--- ACTION ITEM ---
Below are the records; copy each line in which "really" can be found.

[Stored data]
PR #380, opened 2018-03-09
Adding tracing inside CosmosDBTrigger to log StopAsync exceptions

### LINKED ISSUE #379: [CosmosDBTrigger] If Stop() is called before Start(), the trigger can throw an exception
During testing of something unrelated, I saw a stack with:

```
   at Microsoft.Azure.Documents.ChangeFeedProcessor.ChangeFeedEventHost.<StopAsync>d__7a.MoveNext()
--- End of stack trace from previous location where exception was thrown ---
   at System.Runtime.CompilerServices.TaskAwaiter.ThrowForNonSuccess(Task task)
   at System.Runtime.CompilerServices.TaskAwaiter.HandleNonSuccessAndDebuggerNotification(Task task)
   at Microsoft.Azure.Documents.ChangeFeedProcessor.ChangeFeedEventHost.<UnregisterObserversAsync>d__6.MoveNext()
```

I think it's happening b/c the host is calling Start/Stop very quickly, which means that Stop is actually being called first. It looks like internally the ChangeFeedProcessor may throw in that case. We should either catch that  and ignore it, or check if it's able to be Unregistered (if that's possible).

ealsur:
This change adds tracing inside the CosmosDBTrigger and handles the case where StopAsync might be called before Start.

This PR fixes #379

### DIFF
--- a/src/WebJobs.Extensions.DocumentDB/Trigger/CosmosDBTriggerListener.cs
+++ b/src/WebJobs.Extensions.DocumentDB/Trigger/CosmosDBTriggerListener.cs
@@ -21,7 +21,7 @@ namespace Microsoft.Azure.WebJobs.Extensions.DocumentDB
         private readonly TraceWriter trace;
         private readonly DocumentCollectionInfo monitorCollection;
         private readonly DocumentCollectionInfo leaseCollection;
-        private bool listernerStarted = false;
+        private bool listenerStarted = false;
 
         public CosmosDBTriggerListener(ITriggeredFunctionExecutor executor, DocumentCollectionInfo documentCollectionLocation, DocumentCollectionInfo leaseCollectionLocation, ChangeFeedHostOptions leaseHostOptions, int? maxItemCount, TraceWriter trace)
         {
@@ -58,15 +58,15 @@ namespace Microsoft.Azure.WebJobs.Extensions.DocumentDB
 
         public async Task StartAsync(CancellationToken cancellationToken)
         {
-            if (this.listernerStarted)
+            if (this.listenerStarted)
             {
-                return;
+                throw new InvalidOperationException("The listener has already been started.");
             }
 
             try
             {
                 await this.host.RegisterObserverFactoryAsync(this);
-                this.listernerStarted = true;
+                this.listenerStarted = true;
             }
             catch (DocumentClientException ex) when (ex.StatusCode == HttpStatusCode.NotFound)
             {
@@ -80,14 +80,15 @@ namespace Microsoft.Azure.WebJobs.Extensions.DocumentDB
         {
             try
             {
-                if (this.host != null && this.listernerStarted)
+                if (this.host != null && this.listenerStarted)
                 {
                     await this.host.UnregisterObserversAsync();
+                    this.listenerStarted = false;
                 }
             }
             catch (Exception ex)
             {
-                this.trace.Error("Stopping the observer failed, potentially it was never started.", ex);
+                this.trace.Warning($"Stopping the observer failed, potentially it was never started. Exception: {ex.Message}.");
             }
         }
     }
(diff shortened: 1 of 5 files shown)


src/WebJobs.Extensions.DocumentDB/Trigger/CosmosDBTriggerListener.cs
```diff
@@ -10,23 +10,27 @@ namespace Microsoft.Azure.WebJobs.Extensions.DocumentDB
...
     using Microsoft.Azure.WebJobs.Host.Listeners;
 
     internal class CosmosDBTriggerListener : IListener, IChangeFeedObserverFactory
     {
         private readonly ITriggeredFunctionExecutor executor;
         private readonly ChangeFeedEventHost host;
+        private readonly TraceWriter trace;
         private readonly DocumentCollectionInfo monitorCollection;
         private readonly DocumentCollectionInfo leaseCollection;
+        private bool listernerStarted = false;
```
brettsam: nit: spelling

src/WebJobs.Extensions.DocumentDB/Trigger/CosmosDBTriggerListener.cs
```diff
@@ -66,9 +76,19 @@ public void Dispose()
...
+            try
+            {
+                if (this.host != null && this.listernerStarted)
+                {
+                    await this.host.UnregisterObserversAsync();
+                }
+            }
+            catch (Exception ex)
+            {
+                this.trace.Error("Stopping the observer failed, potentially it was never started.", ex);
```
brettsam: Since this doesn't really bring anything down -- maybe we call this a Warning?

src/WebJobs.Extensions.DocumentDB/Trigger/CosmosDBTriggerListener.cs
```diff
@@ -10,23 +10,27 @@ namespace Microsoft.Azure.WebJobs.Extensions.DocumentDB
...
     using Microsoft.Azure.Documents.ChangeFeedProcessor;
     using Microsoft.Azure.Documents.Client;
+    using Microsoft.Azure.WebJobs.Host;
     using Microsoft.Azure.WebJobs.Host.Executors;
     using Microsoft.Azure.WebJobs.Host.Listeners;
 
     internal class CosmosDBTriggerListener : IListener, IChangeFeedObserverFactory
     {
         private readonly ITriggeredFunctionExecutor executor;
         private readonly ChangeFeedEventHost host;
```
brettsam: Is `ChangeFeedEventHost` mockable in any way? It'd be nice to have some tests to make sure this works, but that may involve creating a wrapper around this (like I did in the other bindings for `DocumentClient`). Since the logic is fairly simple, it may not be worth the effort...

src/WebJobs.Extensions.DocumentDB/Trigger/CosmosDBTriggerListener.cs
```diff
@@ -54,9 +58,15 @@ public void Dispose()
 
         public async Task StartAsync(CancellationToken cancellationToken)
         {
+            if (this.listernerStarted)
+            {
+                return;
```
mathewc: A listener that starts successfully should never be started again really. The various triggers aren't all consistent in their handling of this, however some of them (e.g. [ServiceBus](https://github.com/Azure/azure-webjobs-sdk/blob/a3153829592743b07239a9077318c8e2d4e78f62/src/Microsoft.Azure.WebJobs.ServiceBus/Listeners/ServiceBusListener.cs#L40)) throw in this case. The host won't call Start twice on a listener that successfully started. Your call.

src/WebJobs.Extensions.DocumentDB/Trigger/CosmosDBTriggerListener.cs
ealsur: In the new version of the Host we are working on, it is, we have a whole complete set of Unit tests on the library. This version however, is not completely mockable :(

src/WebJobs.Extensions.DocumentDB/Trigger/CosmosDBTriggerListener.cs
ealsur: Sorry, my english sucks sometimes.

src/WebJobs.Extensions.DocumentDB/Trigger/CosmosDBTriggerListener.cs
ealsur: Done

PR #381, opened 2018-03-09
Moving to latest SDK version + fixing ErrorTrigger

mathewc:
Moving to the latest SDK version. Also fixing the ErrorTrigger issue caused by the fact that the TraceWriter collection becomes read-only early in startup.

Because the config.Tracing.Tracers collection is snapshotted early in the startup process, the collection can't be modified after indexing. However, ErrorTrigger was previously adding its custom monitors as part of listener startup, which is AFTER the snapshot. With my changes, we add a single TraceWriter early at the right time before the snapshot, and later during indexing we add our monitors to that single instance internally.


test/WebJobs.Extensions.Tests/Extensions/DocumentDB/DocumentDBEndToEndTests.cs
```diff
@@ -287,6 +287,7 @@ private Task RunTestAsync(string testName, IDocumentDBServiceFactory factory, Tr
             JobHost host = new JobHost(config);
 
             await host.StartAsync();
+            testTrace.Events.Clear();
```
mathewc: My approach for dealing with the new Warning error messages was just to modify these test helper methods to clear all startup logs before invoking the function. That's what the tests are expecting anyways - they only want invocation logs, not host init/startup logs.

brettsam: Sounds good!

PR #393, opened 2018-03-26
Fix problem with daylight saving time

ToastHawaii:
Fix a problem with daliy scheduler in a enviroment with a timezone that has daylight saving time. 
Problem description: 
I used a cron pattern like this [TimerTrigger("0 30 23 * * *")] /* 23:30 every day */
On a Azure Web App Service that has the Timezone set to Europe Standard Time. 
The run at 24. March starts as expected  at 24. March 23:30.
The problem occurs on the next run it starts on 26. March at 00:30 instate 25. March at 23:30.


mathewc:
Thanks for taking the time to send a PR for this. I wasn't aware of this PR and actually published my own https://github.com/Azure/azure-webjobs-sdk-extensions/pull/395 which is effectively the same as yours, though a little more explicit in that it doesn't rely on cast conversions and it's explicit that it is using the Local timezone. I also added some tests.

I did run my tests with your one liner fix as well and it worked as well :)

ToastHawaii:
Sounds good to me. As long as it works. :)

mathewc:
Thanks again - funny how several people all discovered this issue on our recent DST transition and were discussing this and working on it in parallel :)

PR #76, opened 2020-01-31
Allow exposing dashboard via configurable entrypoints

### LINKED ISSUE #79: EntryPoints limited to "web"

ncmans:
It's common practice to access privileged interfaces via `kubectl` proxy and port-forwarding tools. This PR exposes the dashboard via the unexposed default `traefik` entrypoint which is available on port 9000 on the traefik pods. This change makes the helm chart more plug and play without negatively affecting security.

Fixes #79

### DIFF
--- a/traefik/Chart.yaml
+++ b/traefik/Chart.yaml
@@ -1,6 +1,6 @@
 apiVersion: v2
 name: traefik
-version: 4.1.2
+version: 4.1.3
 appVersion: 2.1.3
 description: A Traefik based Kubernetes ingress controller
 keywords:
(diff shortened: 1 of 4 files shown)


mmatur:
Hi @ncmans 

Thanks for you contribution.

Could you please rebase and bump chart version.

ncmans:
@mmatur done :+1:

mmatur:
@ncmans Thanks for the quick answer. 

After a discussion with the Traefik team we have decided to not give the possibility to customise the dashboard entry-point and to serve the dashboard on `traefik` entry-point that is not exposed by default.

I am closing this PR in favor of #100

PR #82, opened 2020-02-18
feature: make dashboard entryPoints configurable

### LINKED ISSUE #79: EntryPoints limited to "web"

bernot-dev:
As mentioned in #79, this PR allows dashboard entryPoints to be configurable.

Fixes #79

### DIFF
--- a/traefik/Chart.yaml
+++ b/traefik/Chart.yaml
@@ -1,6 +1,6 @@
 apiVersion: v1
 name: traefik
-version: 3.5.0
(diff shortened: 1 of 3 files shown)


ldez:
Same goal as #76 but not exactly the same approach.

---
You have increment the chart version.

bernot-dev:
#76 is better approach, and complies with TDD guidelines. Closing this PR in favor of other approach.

--- TASK OUTPUT ---
brettsam: Since this doesn't really bring anything down -- maybe we call this a Warning?
mathewc: A listener that starts successfully should never be started again really. The various triggers aren't all consistent in their handling of this, however some of them (e.g. [ServiceBus](https://github.com/Azure/azure-webjobs-sdk/blob/a3153829592743b07239a9077318c8e2d4e78f62/src/Microsoft.Azure.WebJobs.ServiceBus/Listeners/ServiceBusListener.cs#L40)) throw in this case. The host won't call Start twice on a listener that successfully started. Your call.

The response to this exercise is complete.